BillyMarch 24th, 2011 at 8:16 am

I used a different email, I’ve updated my email here now…

clever nameMarch 24th, 2011 at 10:58 am

Wow. I’m really sorry, I can’t believe parents let this stuff go on. Why have kids if you don’t want to protect them?

EllereMarch 24th, 2011 at 12:54 pm

“Why have kids if you don’t want to protect them?”

Fashion accessories? Because of peer/family pressure? Poor access to birth control? Illegal abortion?

Wait, was this rhetorical.

RitaMarch 24th, 2011 at 6:02 pm

$10 for doing 20 houses? that sounds more then fair.

I delivered papers as a kid too, I did approximately 300 houses. The papers were not delivered to me until after 10pm the night before. I then had to fold them (and bag them if it looked like rain) to be ready to deliver in the morning (my mum was awesome enough to help me do this). I would then be lugging around this MASSIVE pile of newspapers (i used to borrow mums laundry basket (which was on wheels) to do this as there were far to many to put in a backpack) and take them to peoples houses. They could NOT be thrown on the lawn / near peoples doors, they had to be put in the letter box/place for newspapers so riding a bike wouldn’t have really been an option even if it was a manageable pile of papers. The amount I was paid each week? $16. Which I split with my little brother as he helped me deliver them (since they all had to be delivered before 7am and it took approximately 3 hours to deliver them all on your own).

I agree that paper delivery is a bloody awful job.

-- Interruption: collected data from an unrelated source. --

PR #15872, opened 2024-12-04
Skip test scripts in PR testing using pytest markers. 

yutongzhang-microsoft:
### Description of PR

Previously, we used the `.azure-pipelines/pr_test_skip_scripts.yaml` file to manually specify test scripts to skip during PR testing. However, in our new PR testing model proposed in #15666, test scripts are collected automatically, eliminating the need for this hardcoded file.

To handle skipped scripts in the new model, we now identify them directly within the test scripts. Specifically, we use the `pytest.mark.device_type('physical')` marker to indicate scripts that can only run on physical testbeds and should be skipped in PR testing. This PR adds the necessary markers to the relevant scripts to align with the new approach.

Summary:
Fixes # (issue)

### Type of change

- [ ] Bug fix

### Back port request
- [ ] 202012
- [ ] 202205
- [ ] 202305
- [ ] 202311
- [ ] 202405

Previously, we used the `.azure-pipelines/pr_test_skip_scripts.yaml` file to manually specify test scripts to skip during PR testing. However, in our new PR testing model proposed in #15666, test scripts are collected automatically, eliminating the need for this hardcoded file.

:PMarch 25th, 2011 at 2:28 am

if you do work and get paid for it, it’s a job. op did work and got $$ however little. this story reminds me of my first job, for a lady who taught piano, i had to go up and post fliers on each door. the lady was mean, she called me stupid on my first day, i was aobut ten, becuz i didn’t know which street she meant becuz i was in unfamiliar neighborhoods. i was chased off by weirdos who yelled “git off mah property!” brandishing guns, and barking dogs. sadly, that ISN’T mvwj, oh no, it got a lot worse when I got older :P

NurseDreaMarch 25th, 2011 at 12:05 pm

I guess child labor laws are not in effect in this area.

YanMarch 25th, 2011 at 2:39 pm

NurseDrea : Child labor laws don’t apply to paper routes, they are the quintessential job you can have when you can’t legally have a real job.

Rita: 16$ a week for 3 hours a day? That averages to less than a dollar an hour – a bloody sweat shop rate. I guess the reason why people do them is to be seen above.